On Thu, Jul 02, 2020 at 08:23:02AM +0100, Will Deacon wrote:
> On Wed, Jul 01, 2020 at 06:07:25PM +0100, Dave P Martin wrote:
> > On Tue, Jun 30, 2020 at 06:37:34PM +0100, Will Deacon wrote:
> > > When building with LTO, there is an increased risk of the compiler
> > > converting an address dependency headed by a READ_ONCE() invocation
> > > into a control dependency and consequently allowing for harmful
> > > reordering by the CPU.
> > > 
> > > Ensure that such transformations are harmless by overriding the generic
> > > READ_ONCE() definition with one that provides acquire semantics when
> > > building with LTO.
> > > 
> > > Signed-off-by: Will Deacon <will@...nel.org>
> > > ---
> > >  arch/arm64/include/asm/rwonce.h   | 63 +++++++++++++++++++++++++++++++
> > >  arch/arm64/kernel/vdso/Makefile   |  2 +-
> > >  arch/arm64/kernel/vdso32/Makefile |  2 +-
> > >  3 files changed, 65 insertions(+), 2 deletions(-)
> > >  create mode 100644 arch/arm64/include/asm/rwonce.h
> > > 
> > > diff --git a/arch/arm64/include/asm/rwonce.h b/arch/arm64/include/asm/rwonce.h
> > > new file mode 100644
> > > index 000000000000..515e360b01a1
> > > --- /dev/null
> > > +++ b/arch/arm64/include/asm/rwonce.h
> > > @@ -0,0 +1,63 @@
> > > +/* SPDX-License-Identifier: GPL-2.0 */
> > > +/*
> > > + * Copyright (C) 2020 Google LLC.
> > > + */
> > > +#ifndef __ASM_RWONCE_H
> > > +#define __ASM_RWONCE_H
> > > +
> > > +#ifdef CONFIG_CLANG_LTO
> > 
> > Don't we have a generic option for LTO that's not specific to Clang.
> 
> /me looks at the LTO series some more
> 
> Oh yeah, there's CONFIG_LTO which is selected by CONFIG_LTO_CLANG, which is
> the non-typoed version of the above. I can switch this to CONFIG_LTO.
> 
> > Also, can you illustrate code that can only be unsafe with Clang LTO?
> 
> I don't have a concrete example, but it's an ongoing concern over on the LTO
> thread [1], so I cooked this to show one way we could deal with it. The main
> concern is that the whole-program optimisations enabled by LTO may allow the
> compiler to enumerate possible values for a pointer at link time and replace
> an address dependency between two loads with a control dependency instead,
> defeating the dependency ordering within the CPU.

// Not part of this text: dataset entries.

Issue #619, opened 2023-01-04
submodule update fails in some git versions due to protocol.file.allow=user value


mbolivar-nordic:
This issue is only triggered by new git behavior discussed in:

https://github.blog/2022-10-18-git-security-vulnerabilities-announced/#cve-2022-39253

West should continue to work on older versions of git without the new behavior discussed there.

Specifically, this issue happens because 'west update' uses 'git submodule update --init --recursive' to clone submodules in some cases like when when when users are updating a submodule from a "remote" repository which is actually a file on the local host which may contain symbolic links under its .git directory. In such cases, the 'west update' will fail because the clone using the file protocol is disallowed at the 'git submodule update' step.

mbolivar-nordic:
High prio since it's breaking our own CI -- I expect the real-world impact to users will be low. My expectation is the vast majority of users are updating submodules with 'safe' protocols like https or ssh that are still allowed by default in new git versions.

PR #620, opened 2023-01-04
Fix submodule file protocol error

mbolivar-nordic:
Fixes: #619 

The user-visible fix is in `update: add --submodule-init-config option`: this allows users to clone submodules on a case-by-case basis using `west update --submodule-init-config protocol.file.allow=always ...` without having to globally change their git configuration to allow this unsafe protocol to be used everywhere.

The other fixes are for our CI and are due to fallout from the git change discussed in #619 and one other unrelated mypy issue.

### DIFF
--- a/src/west/app/project.py
+++ b/src/west/app/project.py
@@ -795,6 +795,11 @@ class Update(_ProjectCommand):
                            help='''proceed as if FILTER was appended to
                            manifest.group-filter; may be given multiple
                            times''')
+        group.add_argument('--submodule-init-config',
+                           action='append', default=[],
+                           help='''git configuration option to set when running
+                           'git submodule init' in '<option>=<value>' format;
+                           may be given more than once''')
 
         group = parser.add_argument_group('deprecated options')
         group.add_argument('-x', '--exclude-west', action='store_true',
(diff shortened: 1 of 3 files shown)


tests/test_project.py
```diff
@@ -601,13 +601,16 @@ def test_update_submodules_list(repos_tmpdir):
 
     # Make tagged_repo to be zephyr project submodule.
     subprocess.check_call(
-        [GIT, 'submodule', 'add', str(tagged_repo), 'tagged_repo'], cwd=zephyr)
+        [GIT, '-c', 'protocol.file.allow=always',
```
marc-hb, line 604: Could you add some new `SUBMODULE_ADD_OPTS` constant to avoid the repetition and make testing local changes easier?

src/west/app/project.py
```diff
@@ -795,6 +795,11 @@ def do_add_parser(self, parser_adder):
                            help='''proceed as if FILTER was appended to
                            manifest.group-filter; may be given multiple
                            times''')
+        group.add_argument('--submodule-init-config',
```
tejlmand, line 798: for the convenience of users who need to do this, should we support this on a west workspace basis.
For example by supporting a:
```
$ west config update.submodule-init-config protocol.file.allow=always
```
setting or similar.

That would allow users to set this on a per-workspace instead of globally / having to repeat on each update command.

Such proposal can be made on a followup PR.

tejlmand (approved):
lgtm.

You may consider to support a west workspace setting for this in addition.

tests/test_project.py
mbolivar-nordic: > Could you add some new SUBMODULE_ADD_OPTS

Done for this change and the subsequent one testing the related west update option.

mbolivar-nordic:
> You may consider to support a west workspace setting for this in addition.

I think that's overkill for now. The error condition that makes this happen seems unlikely to me to happen in practice. If we get real complaints about this, I'll take this up.

marc-hb (approved):

PR #624, opened 2023-02-09
log.py: minor log level pydoc fix

marc-hb:
The message is only printed if the ``level`` parameter is _lower or equal to_ (not "at least) the current verbosity level.

We need a "sign errors" joke similar to this one:
https://www.martinfowler.com/bliki/TwoHardThings.html

### DIFF
--- a/src/west/log.py
+++ b/src/west/log.py
@@ -72,8 +72,9 @@ def dbg(*args, level=VERBOSE_NORMAL):
     :param args: sequence of arguments to print.
     :param level: verbosity level to set, e.g. VERBOSE_VERY.
 
-    The message is only printed if level is at least the current
-    verbosity level.'''
+    The message is only printed if the ``level`` parameter is at most
+    the current verbosity level.
+    '''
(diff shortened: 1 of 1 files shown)


src/west/log.py
```diff
@@ -72,8 +72,9 @@ def dbg(*args, level=VERBOSE_NORMAL):
     :param args: sequence of arguments to print.
     :param level: verbosity level to set, e.g. VERBOSE_VERY.
 
-    The message is only printed if level is at least the current
-    verbosity level.'''
+    The message is only printed if the ``level`` parameter is lower or
+    equal to the current verbosity level.
```
mbolivar-nordic, line 76: Please change "at least" to "at most" instead; this is more readable IMO

mbolivar-nordic (commented):
Please change "at least" to "at most" instead for brevity and grammar

src/west/log.py
marc-hb: Done

PR #626, opened 2023-02-14
add typing information

mbolivar-nordic:
The west package contains type annotations, but mypy doesn't know about them because of a missing metadata file. This prevents us from type-checking calls into the west APIs, which we should be able to do.

Add the necessary metadata to make this work.

### DIFF
--- a/setup.py
+++ b/setup.py
@@ -49,4 +49,5 @@ setuptools.setup(
     ],
     python_requires='>=3.8',
     entry_points={'console_scripts': ('west = west.app.main:main',)},
+    zip_safe=False
 )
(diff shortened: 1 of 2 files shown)


setup.py
```diff
@@ -49,4 +49,5 @@
     ],
     python_requires='>=3.8',
     entry_points={'console_scripts': ('west = west.app.main:main',)},
+    zip_safe=False
```
marc-hb, line 52: Is this required by mypy too? Sadly?

mbolivar-nordic: Yes, my understanding is we need the py.typed file on the file system.

mbolivar-nordic:
Thanks for review! I'll get the ball rolling on a new west release as soon as I can; we've accumulated a fair number of patches that should be in people's hands at this point.

PR #628, opened 2023-02-17
commands: fix "no workspace" and other error paths

mbolivar-nordic:
Commit 2ac3e279ff98a4e62ed449430dfdf327881bff84
("WestCommand: use Configuration objects") introduced a configuration attribute to WestCommand instances, and used it to look up configuration options.

However, it stored this attribute at the wrong time in WestCommand.run(). We need to stash the configuration before doing anything else, because otherwise calls like self.die() in the same method will look up self.color_ui, which looks up the configuration, which isn't present, which calls self.die(), leading to an infinite recursion.

If we stash the configuration immediately, we instead have a valid configuration option and we get an error printed instead.

### DIFF
--- a/src/west/commands.py
+++ b/src/west/commands.py
@@ -182,13 +182,13 @@ class WestCommand(ABC):
         :param config: `west.configuration.Configuration` or ``None``,
             accessible as ``self.config`` from `WestCommand.do_run`
         '''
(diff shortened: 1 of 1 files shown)


mbolivar-nordic:
"error paths are never tested"

PR #635, opened 2023-02-27
project.py: add option to pipe forall subcommand output

boeglin:
This allows to avoid one pager invocation per project, for instance when subcommand is "git grep" or "git diff", as it hides the banner and previous projects output.

### DIFF
--- a/src/west/app/project.py
+++ b/src/west/app/project.py
@@ -1456,6 +1456,8 @@ class ForAll(_ProjectCommand):
                             required=True)
         parser.add_argument('-a', '--all', action='store_true',
                             help='include inactive projects'),
+        parser.add_argument('-p', '--pipe', action='store_true',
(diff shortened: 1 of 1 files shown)


mbolivar-nordic:
Is this just for git? If so, it seems like `git [-P|--no-pager] ...` has you covered. I'm just wondering how useful this is in general, especially since it has the counter-intuitive consequence of unifying stderr into stdout.

boeglin:
Well, the idea was to provide a behavior similar to "repo forall -p", but it seems I forgot that this option also pipes the whole output to a single pager, so not quite what I was looking for either, actually.
And I don't have any examples in mind of other commands that have the same behavior as git, so I'll stick to git -P.
Sorry for the noise.

mbolivar-nordic:
No worries, thanks for sending a patch!

Issue #636, opened 2023-02-27
"west build" exits with code 0 when interrupted with Ctrl-C (SIGINT)


xudongzheng:
If "west build" is used as part of a larger script, it can be helpful to distinguish between a complete build versus an interrupted build.

```
$ west --version
West version: v1.0.0
$ python3 --version
Python 3.8.9
```

mbolivar-nordic:
This is a valid issue, but it will require some changes to west's internals and a new release to fix.

marc-hb:
This was just discussed in
- #633 

Maybe also in much older:
- #135

mbolivar-nordic:
Fix is posted: https://github.com/zephyrproject-rtos/west/pull/639

mbolivar-nordic:
@xudongzheng could you please test the latest main branch fixes your issue?

mbolivar-nordic:
Thank you for testing! I will make a new west release soon.

PR #639, opened 2023-03-01
app: fix control-C behavior

mbolivar-nordic:
We shouldn't be exiting 0 on interrupt, because this means we did not successfully complete. Use better platform-specific exception handling instead. See comments for details.

Fixes: #636

### DIFF
--- a/src/west/app/main.py
+++ b/src/west/app/main.py
@@ -18,7 +18,9 @@ from io import StringIO
 import logging
 import os
 from pathlib import Path, PurePath
+import platform
 import shutil
+import signal
 import sys
 from subprocess import CalledProcessError
 import tempfile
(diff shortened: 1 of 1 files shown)


mbolivar-nordic:
Hmm, this isn't working the way I expect on Windows. DNM

mbolivar-nordic:
On a final note, I also verified that this doesn't affect control-C handling when you enter that within a gdb subprocess underneath `west debug` (on Linux). The existing correct behavior is maintained: the signal is delivered to gdb, which catches it and returns to the debugger REPL instead of exiting any processes.

marc-hb (commented):
The comments in the source code look very relevant and useful but let's pretend just for argument's sake that the person reading the code has no time or not enough background to dive deep into a 8 years old python bug or CPython source code. Any ressemblance with any real person is of course a pure coincidence.

The pointers seem extremely useful for a reader wondering whether this sort of black magic is the correct _solution_ or not. But long before that, it would be good to have a very basic introduction to the _problems_ solved by this code. This could be done by answering some very basic questions like "Why catch `KeyboardInterrupt` at all; why doesn't Python automagically does the right thing? Does it in a later/future Python? Is this mimicking newer Python versions to support older Python versions?" and "Why is some `signal` propagation required on Linux but not on Windows?"

You get the idea.

marc-hb:
> the person reading the code has no time or not enough background to dive deep into a 8 years old python bug or CPython source code.

Typically: someone trying to understand why things still don't work as expected on their system and _testing_ this code in various ways. Describing the problems tentatively solved by this exception handling code then guide the testing and the filing of a good bug with good reproduction steps.

mbolivar-nordic:
@marc-hb I have updated the commit message with the requested details; thanks for review.

marc-hb:
Thanks for the very detailed commit message, I'm learning a lot. However this is a lot more  than what I was asking and not _where_ I was asking it.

Why can't that happen without LTO?

> We likely won't realise if/when this goes wrong, other than impossible to
> debug, subtle breakage that crops up seemingly randomly. Ideally, we'd be
> able to detect this sort of thing happening at build time, and perhaps
> even prevent it with compiler options or annotations, but none of that is
> close to being available and I'm keen to progress the LTO patches in the
> meantime because they are a requirement for CFI.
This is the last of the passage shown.